*** Opening Data section ***
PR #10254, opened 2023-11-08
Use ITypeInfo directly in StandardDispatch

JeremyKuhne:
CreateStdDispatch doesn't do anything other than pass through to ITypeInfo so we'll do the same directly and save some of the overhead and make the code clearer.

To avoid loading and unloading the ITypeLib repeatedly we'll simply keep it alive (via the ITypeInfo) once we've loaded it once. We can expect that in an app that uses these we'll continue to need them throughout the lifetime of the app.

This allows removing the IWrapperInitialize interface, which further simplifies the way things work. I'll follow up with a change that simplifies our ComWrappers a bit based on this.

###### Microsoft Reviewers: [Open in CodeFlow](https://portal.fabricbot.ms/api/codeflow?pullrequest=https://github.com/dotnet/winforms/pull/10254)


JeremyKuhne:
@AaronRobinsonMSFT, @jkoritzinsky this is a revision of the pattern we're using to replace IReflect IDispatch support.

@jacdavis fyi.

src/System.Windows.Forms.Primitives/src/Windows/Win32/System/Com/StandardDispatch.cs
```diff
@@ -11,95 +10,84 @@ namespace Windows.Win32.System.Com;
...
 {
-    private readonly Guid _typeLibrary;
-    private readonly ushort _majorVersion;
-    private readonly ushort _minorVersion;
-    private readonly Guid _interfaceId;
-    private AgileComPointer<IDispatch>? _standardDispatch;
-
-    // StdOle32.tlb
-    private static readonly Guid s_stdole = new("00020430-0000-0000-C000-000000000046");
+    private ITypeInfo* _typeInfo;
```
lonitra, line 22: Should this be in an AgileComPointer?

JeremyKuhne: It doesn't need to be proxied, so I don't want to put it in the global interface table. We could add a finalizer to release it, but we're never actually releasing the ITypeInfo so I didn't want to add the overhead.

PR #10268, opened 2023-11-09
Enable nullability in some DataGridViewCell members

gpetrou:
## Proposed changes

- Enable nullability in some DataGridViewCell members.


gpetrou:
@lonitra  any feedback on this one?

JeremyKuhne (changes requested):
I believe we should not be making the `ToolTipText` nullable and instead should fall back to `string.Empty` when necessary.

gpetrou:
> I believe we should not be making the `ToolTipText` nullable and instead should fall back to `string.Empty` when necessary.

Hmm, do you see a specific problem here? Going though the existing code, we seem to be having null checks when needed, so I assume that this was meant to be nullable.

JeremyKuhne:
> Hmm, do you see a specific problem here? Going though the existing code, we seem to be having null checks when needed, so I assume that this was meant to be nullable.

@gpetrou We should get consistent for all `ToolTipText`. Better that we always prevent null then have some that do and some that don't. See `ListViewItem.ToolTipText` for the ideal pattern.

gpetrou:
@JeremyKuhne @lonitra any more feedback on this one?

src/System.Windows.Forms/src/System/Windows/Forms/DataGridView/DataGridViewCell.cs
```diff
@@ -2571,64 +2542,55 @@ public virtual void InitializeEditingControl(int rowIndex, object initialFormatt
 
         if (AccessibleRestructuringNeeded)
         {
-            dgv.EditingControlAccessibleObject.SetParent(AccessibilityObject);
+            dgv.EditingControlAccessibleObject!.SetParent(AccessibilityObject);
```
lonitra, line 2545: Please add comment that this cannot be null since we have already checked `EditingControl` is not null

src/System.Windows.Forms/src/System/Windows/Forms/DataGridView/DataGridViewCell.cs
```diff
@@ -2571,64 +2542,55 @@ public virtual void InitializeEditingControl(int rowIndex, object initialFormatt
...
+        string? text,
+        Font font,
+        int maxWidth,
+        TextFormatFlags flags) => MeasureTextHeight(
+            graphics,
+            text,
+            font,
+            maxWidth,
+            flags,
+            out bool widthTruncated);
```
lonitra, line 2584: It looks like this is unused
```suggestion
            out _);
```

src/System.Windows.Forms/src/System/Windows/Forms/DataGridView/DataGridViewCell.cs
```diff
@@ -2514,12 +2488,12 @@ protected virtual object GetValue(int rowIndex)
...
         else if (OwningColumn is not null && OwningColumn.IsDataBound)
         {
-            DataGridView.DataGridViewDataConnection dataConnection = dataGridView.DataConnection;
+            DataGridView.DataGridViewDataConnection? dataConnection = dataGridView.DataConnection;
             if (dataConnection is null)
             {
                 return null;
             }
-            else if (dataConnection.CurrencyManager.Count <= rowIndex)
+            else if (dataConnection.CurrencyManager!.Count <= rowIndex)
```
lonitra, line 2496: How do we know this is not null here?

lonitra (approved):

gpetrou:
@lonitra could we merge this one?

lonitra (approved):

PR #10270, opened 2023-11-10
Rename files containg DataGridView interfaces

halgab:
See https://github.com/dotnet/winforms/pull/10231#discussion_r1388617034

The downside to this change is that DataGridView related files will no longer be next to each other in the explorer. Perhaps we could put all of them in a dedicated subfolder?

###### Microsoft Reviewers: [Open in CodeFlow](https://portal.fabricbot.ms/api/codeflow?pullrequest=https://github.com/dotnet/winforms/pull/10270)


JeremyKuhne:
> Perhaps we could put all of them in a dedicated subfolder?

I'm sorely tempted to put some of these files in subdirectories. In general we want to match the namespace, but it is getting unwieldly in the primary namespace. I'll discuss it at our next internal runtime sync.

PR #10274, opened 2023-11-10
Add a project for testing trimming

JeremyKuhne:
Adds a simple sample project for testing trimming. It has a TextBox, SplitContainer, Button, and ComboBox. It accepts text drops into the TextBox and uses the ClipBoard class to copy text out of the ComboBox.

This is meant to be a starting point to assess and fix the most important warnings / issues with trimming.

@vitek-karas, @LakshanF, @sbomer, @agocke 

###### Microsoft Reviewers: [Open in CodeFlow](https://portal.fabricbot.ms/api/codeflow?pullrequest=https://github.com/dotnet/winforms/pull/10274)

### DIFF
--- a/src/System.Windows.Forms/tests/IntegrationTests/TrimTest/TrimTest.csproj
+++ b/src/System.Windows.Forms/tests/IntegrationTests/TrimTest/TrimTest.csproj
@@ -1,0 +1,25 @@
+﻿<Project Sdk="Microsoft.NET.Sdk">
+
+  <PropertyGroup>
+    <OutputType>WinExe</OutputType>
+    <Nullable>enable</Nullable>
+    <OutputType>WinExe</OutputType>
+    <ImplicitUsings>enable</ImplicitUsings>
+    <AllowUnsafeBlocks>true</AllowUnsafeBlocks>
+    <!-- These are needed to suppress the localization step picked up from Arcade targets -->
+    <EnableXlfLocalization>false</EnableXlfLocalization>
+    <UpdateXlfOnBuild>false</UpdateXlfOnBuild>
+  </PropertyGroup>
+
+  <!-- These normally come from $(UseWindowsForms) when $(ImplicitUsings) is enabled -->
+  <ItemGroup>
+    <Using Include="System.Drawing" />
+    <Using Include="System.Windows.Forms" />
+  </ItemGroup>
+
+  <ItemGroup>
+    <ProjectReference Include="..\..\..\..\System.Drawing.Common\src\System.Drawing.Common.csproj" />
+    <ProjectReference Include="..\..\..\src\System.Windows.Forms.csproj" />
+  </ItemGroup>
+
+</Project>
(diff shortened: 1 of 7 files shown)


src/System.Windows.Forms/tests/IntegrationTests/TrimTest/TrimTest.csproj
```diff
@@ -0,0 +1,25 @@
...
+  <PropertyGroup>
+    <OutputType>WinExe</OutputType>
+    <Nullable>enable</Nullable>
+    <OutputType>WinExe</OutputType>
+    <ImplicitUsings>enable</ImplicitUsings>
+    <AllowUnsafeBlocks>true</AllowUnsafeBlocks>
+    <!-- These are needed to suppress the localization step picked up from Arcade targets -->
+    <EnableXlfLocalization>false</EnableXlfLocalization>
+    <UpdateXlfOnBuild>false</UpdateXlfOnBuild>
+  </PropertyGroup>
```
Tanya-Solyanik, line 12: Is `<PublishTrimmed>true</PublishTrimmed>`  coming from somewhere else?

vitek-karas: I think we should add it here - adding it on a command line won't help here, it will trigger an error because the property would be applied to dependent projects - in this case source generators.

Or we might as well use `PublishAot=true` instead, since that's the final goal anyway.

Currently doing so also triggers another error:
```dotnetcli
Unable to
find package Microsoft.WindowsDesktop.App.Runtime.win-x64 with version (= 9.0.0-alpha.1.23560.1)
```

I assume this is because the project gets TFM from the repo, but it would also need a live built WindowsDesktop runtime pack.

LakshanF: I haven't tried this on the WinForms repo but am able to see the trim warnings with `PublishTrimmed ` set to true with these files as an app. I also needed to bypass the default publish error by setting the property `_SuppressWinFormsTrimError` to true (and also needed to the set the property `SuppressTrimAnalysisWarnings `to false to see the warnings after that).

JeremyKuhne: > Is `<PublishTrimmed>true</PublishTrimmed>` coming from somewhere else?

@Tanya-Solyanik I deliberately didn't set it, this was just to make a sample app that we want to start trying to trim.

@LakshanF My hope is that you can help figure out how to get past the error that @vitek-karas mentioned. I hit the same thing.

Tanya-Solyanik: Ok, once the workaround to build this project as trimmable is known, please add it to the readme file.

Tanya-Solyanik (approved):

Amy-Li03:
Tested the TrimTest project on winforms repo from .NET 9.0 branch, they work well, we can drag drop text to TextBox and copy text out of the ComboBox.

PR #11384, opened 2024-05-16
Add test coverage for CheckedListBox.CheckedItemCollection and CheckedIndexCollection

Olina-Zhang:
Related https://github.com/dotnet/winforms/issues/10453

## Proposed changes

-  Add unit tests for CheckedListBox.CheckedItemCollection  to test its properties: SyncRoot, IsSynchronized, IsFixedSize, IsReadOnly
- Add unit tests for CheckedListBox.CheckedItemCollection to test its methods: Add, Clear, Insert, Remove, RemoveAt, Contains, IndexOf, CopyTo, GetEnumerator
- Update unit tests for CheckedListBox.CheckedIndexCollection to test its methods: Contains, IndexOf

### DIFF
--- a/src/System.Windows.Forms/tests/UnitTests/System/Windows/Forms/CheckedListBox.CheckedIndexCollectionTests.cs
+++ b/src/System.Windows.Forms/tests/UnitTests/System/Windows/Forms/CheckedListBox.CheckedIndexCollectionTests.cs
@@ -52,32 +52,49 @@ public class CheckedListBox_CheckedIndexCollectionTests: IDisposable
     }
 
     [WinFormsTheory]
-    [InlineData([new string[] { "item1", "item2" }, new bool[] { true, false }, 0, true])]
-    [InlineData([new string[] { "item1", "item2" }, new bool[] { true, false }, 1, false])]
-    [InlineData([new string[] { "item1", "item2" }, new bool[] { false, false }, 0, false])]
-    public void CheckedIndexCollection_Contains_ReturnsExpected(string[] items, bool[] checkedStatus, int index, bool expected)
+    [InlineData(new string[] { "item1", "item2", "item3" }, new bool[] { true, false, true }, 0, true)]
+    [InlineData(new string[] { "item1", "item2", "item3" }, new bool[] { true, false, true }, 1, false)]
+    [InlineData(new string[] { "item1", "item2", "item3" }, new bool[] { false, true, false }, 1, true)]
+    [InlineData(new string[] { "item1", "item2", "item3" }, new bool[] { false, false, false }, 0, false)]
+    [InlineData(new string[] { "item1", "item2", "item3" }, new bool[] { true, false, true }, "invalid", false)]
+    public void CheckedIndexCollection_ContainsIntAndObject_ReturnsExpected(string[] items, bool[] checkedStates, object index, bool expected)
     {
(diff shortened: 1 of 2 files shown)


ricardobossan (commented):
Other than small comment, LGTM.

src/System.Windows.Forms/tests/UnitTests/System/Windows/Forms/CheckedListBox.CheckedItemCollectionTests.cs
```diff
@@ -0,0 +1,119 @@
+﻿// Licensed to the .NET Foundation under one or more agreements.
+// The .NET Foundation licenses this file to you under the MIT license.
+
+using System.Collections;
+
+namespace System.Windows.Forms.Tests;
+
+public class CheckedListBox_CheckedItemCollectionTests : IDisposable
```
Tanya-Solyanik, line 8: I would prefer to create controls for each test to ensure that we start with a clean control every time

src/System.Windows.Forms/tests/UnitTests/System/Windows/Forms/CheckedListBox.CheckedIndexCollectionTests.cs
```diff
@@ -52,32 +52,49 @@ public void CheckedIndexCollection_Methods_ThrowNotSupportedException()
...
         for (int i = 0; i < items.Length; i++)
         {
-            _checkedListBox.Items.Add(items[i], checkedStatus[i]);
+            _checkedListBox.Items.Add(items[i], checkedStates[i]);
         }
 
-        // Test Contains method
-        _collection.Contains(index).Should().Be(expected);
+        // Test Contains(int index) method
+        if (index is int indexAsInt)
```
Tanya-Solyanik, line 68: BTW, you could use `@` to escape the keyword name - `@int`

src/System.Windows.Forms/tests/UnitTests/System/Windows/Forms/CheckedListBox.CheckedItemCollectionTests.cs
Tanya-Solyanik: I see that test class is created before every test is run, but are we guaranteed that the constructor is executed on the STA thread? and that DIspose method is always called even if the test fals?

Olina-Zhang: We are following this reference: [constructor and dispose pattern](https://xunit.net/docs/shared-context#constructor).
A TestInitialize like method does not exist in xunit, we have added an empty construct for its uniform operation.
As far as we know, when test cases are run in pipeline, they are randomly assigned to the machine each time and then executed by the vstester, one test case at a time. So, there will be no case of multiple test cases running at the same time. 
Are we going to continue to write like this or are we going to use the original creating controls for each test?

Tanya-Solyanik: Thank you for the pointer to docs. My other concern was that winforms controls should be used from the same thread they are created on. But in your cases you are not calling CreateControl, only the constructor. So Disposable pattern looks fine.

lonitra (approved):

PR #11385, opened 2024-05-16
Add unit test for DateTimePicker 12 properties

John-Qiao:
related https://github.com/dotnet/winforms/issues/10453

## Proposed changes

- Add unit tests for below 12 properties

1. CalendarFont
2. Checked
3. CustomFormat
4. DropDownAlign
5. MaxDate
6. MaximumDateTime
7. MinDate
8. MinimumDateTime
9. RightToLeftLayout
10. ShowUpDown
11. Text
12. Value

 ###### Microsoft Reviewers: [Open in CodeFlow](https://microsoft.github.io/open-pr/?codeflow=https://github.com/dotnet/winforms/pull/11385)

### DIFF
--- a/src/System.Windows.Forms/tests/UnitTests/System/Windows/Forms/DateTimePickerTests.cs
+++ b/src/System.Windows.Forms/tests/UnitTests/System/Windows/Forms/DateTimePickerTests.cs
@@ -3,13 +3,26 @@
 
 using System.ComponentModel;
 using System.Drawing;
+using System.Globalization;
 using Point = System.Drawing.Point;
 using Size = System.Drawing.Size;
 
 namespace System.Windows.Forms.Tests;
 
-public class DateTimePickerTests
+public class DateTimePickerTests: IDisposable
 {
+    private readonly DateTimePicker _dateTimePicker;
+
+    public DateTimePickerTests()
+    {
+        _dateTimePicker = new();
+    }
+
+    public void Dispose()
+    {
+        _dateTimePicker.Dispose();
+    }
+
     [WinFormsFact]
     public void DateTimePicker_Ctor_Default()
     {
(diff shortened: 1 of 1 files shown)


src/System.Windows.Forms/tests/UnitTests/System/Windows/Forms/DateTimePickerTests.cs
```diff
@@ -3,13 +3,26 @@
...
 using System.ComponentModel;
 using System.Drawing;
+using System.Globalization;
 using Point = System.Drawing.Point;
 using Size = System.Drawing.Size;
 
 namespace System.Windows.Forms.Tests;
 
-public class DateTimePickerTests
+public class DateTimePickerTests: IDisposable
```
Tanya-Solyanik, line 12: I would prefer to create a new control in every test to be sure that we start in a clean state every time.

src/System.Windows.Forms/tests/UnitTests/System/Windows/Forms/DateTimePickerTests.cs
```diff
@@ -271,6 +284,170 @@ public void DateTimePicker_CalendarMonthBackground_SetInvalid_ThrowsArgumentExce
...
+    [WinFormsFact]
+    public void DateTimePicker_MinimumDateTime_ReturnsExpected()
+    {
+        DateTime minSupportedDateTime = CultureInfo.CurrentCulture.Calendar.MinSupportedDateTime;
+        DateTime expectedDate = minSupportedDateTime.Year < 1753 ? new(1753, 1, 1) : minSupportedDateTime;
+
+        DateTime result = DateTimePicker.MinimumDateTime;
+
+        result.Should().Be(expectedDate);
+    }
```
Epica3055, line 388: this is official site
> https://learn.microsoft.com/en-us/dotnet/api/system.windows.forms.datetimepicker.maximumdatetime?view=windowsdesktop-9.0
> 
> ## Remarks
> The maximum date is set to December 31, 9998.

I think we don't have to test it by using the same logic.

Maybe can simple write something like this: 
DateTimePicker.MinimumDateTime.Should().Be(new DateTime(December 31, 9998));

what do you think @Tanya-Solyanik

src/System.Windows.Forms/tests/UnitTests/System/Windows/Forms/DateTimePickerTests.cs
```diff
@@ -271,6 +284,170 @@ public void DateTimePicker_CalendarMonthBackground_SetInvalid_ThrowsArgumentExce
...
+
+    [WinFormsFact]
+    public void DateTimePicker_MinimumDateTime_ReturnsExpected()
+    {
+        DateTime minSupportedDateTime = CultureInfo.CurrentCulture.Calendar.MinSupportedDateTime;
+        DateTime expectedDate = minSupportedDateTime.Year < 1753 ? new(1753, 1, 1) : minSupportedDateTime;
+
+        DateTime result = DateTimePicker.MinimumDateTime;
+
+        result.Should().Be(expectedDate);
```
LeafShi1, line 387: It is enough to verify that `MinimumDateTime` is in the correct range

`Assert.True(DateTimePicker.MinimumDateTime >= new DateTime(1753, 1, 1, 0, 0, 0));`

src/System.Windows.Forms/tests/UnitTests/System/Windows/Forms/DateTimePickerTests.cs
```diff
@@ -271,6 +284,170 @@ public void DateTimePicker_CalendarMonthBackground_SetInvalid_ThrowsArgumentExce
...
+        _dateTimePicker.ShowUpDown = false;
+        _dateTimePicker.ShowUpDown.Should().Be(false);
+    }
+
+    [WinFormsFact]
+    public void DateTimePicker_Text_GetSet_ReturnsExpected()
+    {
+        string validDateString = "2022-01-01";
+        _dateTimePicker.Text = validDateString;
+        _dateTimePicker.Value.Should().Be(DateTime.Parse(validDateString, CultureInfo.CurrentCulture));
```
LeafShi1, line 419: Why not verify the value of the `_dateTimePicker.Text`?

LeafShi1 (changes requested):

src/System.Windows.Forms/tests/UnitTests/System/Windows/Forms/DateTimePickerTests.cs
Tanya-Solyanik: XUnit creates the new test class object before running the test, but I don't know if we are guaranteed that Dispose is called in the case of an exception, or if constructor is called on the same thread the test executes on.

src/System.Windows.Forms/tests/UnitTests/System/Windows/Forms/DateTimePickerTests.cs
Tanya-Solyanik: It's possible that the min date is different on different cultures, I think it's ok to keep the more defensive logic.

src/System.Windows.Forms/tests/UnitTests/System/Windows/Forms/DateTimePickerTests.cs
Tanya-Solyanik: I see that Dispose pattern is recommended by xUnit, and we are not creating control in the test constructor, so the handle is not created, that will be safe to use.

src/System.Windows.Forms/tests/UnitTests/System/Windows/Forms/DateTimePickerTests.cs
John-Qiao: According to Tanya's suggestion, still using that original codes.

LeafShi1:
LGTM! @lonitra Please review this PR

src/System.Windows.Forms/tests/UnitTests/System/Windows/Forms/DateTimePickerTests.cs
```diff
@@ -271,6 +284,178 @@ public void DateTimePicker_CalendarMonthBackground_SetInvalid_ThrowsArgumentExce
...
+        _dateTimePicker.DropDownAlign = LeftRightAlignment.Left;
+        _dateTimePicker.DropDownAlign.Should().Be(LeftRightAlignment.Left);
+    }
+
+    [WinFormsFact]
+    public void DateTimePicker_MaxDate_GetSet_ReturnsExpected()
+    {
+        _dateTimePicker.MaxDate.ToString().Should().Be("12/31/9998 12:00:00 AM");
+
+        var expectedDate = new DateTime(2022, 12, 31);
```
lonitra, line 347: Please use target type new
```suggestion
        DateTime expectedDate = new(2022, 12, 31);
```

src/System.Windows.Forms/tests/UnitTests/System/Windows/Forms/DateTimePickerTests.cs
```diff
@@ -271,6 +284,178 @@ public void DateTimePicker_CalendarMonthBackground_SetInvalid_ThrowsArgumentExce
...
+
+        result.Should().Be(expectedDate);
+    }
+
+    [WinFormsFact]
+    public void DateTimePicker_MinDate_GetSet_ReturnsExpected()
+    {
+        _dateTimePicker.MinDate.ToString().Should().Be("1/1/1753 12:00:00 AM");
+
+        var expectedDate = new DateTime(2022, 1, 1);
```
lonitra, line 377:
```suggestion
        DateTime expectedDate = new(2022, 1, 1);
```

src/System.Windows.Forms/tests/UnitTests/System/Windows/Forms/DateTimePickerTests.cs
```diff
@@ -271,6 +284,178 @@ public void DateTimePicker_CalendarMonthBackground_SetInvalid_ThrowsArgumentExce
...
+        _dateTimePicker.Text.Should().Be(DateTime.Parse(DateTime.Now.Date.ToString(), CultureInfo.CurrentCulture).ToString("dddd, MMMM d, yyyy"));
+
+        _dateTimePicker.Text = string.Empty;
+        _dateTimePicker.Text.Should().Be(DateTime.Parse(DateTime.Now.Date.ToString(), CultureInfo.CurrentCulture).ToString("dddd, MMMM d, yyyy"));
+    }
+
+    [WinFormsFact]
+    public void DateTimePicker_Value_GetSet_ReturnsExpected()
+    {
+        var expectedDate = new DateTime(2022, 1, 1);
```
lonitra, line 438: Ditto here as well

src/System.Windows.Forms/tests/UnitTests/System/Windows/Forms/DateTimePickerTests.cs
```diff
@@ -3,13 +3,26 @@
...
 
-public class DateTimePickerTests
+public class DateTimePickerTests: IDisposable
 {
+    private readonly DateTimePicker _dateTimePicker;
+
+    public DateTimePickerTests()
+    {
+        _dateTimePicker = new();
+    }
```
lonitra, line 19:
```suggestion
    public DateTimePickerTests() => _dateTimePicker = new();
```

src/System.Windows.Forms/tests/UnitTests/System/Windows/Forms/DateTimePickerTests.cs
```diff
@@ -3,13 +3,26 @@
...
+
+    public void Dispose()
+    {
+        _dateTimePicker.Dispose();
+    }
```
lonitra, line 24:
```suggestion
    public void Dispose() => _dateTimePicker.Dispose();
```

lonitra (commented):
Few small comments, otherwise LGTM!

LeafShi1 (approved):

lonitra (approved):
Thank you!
*** Closing Data section ***
- **Exercise directions**: Filter the data, keeping only the lines that contain "before".

- **Your solution**:
Tanya-Solyanik: I see that test class is created before every test is run, but are we guaranteed that the constructor is executed on the STA thread? and that DIspose method is always called even if the test fals?
Tanya-Solyanik: XUnit creates the new test class object before running the test, but I don't know if we are guaranteed that Dispose is called in the case of an exception, or if constructor is called on the same thread the test executes on.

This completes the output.